> AIM OF THE EXERCISE:
Go through the data line by line. Copy each one holding the string "same".

====== INFORMATION GIVEN ======

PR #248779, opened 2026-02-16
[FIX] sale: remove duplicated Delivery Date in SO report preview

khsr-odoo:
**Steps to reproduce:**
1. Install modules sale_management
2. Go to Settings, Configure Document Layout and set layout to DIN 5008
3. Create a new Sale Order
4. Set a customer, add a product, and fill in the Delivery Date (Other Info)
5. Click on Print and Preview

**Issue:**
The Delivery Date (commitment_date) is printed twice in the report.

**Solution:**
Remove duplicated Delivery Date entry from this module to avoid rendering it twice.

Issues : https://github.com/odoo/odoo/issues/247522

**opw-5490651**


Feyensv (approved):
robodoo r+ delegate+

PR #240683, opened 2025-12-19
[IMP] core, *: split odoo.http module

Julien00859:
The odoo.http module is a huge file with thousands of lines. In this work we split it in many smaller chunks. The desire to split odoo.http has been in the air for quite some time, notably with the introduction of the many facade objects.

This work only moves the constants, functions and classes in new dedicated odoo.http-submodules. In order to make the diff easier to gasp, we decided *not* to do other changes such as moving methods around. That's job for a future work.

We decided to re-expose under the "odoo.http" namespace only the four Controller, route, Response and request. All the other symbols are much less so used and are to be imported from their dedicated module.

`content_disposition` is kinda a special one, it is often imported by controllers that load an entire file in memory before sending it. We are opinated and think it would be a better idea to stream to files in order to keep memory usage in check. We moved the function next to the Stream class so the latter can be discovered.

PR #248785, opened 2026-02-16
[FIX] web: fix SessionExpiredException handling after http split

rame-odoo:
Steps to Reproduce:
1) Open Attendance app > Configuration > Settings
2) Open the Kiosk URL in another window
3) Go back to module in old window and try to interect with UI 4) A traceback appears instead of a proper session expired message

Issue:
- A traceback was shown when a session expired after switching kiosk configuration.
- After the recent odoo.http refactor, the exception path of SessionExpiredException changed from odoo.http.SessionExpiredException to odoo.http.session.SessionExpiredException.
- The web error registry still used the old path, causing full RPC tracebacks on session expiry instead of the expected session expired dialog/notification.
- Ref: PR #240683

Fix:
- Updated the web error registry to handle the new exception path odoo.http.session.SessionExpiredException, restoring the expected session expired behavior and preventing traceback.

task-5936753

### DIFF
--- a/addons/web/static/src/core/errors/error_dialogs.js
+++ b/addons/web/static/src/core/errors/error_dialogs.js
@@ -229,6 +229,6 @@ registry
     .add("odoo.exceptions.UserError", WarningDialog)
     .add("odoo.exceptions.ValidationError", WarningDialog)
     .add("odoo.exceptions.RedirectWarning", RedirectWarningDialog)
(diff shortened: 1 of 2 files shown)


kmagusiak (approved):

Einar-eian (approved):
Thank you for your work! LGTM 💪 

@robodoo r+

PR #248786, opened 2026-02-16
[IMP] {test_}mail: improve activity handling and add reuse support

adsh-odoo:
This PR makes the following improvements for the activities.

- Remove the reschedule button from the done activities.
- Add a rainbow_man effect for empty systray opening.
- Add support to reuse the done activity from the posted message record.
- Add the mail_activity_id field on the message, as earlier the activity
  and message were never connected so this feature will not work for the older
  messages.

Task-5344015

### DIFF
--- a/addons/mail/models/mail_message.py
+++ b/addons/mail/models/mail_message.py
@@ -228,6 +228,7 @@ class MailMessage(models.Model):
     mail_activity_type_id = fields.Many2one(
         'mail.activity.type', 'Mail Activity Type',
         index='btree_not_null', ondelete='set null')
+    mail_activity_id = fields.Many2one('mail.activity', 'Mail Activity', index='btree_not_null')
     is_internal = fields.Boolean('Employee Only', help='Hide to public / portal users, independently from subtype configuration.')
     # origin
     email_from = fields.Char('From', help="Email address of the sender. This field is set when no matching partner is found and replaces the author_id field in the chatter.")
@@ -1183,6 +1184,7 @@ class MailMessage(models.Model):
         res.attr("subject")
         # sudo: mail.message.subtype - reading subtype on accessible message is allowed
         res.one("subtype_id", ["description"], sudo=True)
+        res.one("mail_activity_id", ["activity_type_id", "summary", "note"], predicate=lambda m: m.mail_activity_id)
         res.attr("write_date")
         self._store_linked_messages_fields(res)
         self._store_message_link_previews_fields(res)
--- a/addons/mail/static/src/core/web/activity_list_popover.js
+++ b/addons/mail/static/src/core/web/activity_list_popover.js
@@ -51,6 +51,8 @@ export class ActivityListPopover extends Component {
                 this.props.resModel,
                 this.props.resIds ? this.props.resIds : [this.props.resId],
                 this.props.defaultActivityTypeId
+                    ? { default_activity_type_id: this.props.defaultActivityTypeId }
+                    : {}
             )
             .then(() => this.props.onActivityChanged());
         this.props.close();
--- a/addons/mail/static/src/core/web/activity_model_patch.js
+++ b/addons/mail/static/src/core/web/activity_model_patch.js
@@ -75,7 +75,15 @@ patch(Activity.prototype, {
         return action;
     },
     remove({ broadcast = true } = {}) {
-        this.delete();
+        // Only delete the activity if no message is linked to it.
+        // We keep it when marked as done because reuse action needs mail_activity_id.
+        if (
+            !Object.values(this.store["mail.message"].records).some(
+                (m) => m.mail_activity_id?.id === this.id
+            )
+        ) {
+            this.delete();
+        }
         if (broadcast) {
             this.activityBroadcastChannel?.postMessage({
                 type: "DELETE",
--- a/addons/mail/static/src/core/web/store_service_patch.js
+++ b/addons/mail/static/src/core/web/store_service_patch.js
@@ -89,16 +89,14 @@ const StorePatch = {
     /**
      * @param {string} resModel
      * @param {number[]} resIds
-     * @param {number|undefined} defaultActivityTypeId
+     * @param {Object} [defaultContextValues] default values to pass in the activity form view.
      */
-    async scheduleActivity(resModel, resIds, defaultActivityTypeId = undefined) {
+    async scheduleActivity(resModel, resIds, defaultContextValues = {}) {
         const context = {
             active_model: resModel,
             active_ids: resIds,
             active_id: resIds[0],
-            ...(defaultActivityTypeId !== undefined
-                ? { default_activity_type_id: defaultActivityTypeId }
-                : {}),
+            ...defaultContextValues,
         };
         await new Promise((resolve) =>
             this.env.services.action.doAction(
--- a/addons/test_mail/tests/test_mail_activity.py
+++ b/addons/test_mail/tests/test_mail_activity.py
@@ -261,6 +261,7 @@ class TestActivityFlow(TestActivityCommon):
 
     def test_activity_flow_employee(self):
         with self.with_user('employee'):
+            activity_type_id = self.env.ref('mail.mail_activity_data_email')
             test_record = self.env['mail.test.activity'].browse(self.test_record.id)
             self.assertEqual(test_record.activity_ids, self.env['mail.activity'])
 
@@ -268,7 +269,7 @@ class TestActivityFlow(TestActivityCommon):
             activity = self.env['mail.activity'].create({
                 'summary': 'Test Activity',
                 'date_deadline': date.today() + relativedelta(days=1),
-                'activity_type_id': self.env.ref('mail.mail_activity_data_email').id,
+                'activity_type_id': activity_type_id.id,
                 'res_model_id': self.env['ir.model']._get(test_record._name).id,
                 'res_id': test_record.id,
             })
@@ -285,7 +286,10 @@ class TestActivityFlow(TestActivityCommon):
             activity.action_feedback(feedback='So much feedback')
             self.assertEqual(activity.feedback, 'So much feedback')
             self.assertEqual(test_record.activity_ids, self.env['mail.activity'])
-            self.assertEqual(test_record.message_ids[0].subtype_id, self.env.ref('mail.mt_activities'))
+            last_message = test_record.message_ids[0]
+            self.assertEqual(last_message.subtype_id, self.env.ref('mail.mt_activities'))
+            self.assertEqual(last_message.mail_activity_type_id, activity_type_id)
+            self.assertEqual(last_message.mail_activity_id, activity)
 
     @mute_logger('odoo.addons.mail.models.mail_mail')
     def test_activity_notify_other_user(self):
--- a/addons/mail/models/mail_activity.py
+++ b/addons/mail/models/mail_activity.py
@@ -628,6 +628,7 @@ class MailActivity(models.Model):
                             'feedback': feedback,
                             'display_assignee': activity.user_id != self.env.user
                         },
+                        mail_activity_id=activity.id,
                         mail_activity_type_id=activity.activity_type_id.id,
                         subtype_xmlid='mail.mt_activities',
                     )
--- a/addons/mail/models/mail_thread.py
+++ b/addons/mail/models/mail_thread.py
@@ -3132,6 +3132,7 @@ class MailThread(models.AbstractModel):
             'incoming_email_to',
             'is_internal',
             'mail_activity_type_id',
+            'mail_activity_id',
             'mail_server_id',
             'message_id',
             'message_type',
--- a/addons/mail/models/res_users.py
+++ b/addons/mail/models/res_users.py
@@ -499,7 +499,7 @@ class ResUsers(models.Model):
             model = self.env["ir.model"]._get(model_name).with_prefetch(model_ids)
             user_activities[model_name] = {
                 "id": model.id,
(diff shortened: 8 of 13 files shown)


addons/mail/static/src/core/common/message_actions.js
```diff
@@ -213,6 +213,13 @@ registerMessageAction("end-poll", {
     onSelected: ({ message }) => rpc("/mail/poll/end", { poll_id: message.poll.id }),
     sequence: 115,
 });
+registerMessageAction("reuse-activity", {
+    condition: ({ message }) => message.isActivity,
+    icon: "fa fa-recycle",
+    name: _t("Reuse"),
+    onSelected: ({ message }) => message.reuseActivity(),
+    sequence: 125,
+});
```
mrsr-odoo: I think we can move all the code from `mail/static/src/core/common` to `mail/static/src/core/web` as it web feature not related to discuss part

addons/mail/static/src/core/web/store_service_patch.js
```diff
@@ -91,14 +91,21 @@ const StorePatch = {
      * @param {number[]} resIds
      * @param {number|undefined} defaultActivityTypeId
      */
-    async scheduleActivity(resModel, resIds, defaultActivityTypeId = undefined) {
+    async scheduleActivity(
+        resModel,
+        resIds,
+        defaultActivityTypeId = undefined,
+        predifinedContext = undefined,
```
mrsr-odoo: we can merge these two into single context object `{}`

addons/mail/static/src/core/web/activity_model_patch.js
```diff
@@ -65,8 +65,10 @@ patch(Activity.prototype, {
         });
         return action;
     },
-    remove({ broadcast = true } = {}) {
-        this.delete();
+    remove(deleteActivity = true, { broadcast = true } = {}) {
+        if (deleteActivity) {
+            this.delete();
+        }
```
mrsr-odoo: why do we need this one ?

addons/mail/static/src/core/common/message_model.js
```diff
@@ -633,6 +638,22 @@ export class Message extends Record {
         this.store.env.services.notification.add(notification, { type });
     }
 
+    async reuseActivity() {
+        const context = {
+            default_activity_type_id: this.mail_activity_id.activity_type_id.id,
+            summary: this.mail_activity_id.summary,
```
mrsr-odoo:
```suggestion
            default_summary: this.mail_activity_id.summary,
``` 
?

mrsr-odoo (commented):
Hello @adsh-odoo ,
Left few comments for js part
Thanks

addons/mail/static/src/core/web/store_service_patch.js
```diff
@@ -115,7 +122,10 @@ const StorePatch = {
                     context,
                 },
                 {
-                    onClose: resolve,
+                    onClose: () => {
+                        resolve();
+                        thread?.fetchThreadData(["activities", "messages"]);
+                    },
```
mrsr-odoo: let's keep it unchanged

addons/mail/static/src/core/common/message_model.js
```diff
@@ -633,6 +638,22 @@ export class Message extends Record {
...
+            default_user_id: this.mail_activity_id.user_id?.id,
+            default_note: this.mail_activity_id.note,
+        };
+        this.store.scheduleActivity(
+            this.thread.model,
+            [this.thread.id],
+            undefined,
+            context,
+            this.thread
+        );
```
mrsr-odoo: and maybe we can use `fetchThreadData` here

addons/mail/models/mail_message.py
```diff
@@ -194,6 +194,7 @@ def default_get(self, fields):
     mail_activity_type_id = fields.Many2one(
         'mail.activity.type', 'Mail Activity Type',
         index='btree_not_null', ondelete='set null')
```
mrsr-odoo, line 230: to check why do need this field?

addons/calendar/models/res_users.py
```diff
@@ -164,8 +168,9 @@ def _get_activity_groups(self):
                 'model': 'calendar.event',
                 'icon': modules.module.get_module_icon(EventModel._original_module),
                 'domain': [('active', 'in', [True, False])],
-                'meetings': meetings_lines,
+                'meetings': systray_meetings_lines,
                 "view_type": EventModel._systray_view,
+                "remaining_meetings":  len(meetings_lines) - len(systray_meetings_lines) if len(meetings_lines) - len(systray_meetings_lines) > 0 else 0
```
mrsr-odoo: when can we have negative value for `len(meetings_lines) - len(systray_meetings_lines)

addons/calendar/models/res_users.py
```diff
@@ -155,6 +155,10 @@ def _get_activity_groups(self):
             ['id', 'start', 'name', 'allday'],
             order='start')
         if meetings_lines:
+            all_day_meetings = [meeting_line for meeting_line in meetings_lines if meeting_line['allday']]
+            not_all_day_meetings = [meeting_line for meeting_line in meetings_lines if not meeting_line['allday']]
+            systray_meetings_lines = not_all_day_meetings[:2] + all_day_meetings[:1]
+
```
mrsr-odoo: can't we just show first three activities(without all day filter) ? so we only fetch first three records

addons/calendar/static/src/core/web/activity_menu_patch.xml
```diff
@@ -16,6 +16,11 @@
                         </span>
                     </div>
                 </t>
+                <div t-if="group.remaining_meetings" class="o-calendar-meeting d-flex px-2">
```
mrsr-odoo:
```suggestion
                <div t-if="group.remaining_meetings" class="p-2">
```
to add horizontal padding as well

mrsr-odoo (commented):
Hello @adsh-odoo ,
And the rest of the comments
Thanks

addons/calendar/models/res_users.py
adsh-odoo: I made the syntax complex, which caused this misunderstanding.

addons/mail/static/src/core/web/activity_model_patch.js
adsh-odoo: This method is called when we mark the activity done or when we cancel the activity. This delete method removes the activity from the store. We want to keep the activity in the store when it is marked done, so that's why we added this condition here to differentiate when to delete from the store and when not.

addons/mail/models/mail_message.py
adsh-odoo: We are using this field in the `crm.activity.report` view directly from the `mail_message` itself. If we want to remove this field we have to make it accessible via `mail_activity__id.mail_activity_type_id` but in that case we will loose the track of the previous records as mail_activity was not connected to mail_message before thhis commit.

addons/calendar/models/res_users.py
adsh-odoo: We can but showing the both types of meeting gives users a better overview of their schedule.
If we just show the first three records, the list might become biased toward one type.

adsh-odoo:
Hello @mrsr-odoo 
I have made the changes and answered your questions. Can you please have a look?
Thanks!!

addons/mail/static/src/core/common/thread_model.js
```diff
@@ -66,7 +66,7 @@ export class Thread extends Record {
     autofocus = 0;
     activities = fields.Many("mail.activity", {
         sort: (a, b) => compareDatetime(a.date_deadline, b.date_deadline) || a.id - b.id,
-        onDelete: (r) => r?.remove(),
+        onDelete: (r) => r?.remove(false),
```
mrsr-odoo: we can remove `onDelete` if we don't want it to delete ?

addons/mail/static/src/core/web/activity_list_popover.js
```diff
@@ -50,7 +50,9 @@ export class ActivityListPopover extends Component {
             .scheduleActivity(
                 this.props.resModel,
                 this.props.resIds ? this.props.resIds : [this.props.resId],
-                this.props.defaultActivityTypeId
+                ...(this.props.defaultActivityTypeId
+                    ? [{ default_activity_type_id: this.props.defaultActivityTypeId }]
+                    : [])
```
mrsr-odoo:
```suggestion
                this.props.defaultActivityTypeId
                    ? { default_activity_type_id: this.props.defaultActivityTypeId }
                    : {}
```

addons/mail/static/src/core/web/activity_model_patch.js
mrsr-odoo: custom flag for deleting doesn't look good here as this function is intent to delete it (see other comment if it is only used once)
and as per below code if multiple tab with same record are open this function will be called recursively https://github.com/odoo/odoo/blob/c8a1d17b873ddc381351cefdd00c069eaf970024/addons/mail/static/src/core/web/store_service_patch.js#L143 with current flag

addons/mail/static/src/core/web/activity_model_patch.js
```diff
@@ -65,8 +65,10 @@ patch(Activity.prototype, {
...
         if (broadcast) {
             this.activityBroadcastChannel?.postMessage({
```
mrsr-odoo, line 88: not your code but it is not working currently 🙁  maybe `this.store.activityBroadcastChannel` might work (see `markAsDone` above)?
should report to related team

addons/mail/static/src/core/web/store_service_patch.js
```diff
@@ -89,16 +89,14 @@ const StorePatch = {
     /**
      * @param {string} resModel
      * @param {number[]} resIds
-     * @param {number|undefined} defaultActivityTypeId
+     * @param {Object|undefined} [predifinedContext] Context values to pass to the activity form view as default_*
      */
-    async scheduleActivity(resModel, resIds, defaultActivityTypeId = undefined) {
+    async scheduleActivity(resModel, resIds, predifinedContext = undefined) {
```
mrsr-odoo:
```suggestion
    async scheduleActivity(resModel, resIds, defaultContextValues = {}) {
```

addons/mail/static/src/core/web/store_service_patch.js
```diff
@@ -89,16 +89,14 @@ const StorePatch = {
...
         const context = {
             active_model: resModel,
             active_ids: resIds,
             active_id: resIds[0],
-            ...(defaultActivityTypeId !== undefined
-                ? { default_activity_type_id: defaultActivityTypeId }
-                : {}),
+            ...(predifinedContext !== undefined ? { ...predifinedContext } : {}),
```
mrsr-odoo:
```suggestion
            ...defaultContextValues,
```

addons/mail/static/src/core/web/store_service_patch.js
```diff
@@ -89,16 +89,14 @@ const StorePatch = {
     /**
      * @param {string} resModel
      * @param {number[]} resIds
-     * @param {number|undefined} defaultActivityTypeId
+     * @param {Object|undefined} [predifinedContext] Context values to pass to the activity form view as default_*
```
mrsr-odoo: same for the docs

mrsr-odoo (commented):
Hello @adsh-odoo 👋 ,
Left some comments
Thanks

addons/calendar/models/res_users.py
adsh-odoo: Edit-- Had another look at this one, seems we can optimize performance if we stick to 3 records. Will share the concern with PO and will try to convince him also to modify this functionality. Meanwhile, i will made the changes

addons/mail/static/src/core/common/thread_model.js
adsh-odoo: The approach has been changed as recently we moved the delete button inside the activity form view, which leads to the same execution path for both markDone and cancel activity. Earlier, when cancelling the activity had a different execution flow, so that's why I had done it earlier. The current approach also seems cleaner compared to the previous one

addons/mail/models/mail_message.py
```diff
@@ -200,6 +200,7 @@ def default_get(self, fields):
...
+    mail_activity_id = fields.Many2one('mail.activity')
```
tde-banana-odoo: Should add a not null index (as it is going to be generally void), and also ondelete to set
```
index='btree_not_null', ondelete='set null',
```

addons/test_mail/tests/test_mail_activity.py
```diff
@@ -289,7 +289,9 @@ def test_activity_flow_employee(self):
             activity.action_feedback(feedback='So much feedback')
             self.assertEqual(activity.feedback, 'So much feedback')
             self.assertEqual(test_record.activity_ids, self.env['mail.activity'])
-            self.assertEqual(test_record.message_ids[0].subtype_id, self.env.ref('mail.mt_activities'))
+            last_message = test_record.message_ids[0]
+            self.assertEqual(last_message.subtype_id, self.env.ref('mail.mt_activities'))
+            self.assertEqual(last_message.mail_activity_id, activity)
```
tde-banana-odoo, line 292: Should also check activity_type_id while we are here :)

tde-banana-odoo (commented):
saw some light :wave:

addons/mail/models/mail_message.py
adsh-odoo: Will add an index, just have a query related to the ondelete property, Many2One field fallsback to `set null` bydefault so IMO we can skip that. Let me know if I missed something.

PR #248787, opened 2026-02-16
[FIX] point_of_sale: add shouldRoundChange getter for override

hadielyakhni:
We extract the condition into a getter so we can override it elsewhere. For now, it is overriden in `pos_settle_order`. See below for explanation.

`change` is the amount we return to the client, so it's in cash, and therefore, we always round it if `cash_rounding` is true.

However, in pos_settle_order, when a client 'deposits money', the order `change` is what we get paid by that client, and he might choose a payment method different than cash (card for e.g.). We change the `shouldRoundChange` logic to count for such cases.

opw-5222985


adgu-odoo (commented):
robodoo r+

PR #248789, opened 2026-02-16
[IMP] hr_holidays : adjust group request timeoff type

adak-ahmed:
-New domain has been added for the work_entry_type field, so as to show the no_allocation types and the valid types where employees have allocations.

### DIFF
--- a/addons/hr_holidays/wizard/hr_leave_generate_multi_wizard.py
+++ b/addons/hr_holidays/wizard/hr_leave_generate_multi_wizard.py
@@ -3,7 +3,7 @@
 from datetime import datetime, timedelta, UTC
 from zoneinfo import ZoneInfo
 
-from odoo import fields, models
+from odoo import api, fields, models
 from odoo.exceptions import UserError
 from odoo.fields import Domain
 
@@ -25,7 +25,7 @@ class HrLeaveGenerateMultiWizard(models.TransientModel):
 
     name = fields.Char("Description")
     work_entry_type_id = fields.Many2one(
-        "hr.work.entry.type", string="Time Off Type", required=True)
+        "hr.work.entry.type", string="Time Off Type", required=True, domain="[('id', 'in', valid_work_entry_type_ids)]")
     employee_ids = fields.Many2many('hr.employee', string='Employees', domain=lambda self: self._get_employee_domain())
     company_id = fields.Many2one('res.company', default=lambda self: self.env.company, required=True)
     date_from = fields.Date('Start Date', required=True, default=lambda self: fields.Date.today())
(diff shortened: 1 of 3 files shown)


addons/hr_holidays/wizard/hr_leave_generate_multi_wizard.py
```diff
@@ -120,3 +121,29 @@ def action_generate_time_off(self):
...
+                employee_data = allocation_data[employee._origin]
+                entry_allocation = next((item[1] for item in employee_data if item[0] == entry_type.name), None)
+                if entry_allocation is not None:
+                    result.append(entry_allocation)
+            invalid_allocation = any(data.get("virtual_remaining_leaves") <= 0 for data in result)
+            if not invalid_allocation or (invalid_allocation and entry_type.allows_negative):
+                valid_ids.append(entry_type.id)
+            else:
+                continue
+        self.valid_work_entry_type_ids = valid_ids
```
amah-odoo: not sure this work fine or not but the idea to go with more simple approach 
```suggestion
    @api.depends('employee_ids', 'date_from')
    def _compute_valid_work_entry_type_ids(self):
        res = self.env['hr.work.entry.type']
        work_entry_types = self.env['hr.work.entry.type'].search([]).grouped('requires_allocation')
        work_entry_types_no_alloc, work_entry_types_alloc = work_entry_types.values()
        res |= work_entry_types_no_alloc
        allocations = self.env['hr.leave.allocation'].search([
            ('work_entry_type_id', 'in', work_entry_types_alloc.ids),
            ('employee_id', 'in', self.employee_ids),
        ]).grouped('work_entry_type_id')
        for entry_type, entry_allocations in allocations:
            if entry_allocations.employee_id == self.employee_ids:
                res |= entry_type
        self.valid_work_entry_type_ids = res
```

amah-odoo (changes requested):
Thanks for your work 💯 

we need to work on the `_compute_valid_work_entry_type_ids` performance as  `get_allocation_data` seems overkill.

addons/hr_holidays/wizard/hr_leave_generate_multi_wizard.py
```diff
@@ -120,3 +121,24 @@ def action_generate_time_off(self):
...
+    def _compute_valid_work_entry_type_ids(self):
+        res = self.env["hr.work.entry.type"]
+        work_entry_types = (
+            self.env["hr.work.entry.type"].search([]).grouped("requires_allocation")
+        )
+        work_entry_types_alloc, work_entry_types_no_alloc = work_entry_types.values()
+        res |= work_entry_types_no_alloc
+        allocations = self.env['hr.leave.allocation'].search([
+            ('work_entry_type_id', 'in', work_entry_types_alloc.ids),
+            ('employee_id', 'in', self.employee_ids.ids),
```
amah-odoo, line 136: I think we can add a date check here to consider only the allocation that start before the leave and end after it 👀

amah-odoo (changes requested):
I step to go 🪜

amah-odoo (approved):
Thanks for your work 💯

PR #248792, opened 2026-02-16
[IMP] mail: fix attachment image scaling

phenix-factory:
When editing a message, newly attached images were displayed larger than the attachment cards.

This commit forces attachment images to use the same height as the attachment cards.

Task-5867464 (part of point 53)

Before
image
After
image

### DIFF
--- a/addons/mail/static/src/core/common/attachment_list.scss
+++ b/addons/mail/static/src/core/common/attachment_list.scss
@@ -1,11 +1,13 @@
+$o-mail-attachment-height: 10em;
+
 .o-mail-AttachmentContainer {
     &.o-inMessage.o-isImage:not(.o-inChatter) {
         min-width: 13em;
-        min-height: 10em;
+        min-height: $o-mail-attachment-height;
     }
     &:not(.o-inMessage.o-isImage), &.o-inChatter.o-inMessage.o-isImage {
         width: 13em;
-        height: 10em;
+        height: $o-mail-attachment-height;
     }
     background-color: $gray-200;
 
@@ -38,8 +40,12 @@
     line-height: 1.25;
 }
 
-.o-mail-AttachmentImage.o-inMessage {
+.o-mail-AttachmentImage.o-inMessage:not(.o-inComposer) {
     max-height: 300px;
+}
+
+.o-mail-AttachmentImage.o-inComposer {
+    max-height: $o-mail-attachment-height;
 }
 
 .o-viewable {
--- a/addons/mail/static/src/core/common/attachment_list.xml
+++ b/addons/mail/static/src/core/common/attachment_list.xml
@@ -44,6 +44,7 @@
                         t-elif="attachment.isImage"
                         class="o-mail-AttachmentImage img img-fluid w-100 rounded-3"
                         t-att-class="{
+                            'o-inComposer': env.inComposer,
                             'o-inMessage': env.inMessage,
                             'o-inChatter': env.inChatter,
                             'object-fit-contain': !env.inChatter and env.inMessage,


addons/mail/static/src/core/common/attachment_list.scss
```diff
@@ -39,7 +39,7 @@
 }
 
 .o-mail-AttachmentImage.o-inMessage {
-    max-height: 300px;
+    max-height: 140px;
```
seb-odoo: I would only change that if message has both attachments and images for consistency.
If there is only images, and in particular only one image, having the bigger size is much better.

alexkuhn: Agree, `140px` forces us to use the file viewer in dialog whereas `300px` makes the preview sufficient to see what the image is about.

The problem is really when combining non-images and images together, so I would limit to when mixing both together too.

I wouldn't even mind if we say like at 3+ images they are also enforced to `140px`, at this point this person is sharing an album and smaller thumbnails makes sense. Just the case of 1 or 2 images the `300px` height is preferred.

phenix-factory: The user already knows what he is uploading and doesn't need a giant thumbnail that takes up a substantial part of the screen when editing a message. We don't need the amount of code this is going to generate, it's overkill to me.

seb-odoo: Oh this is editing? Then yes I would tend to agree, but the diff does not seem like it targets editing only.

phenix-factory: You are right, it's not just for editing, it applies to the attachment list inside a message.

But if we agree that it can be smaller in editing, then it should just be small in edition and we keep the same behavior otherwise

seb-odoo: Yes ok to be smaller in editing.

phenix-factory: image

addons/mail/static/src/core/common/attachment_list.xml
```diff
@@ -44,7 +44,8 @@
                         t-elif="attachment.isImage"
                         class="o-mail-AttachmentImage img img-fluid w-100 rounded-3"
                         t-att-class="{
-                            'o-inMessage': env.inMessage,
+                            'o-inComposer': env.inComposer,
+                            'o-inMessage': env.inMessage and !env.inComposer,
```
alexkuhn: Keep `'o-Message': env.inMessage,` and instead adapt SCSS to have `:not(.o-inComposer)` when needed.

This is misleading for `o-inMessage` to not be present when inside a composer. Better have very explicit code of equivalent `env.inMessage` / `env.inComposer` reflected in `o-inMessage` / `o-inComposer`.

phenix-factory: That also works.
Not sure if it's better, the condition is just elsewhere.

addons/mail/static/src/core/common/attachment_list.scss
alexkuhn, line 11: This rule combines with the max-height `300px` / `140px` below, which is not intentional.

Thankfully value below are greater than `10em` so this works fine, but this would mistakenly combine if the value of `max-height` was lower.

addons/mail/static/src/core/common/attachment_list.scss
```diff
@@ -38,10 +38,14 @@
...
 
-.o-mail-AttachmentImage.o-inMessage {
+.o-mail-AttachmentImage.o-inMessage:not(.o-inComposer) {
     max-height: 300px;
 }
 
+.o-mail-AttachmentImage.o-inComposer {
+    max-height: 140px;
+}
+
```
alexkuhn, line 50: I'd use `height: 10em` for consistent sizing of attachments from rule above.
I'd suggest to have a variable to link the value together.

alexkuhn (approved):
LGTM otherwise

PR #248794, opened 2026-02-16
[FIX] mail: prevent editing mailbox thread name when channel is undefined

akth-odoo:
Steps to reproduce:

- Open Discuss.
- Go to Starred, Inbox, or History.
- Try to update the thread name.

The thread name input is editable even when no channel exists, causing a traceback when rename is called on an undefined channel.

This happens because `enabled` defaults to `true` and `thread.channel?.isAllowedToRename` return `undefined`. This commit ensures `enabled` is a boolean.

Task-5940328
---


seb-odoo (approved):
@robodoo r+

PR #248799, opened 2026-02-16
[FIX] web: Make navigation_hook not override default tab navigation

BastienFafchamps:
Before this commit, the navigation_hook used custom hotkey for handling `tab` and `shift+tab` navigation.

======

> ANSWER BOX:
and as per below code if multiple tab with same record are open this function will be called recursively https://github.com/odoo/odoo/blob/c8a1d17b873ddc381351cefdd00c069eaf970024/addons/mail/static/src/core/web/store_service_patch.js#L143 with current flag
mrsr-odoo: same for the docs
adsh-odoo: The approach has been changed as recently we moved the delete button inside the activity form view, which leads to the same execution path for both markDone and cancel activity. Earlier, when cancelling the activity had a different execution flow, so that's why I had done it earlier. The current approach also seems cleaner compared to the previous one
This commit forces attachment images to use the same height as the attachment cards.
But if we agree that it can be smaller in editing, then it should just be small in edition and we keep the same behavior otherwise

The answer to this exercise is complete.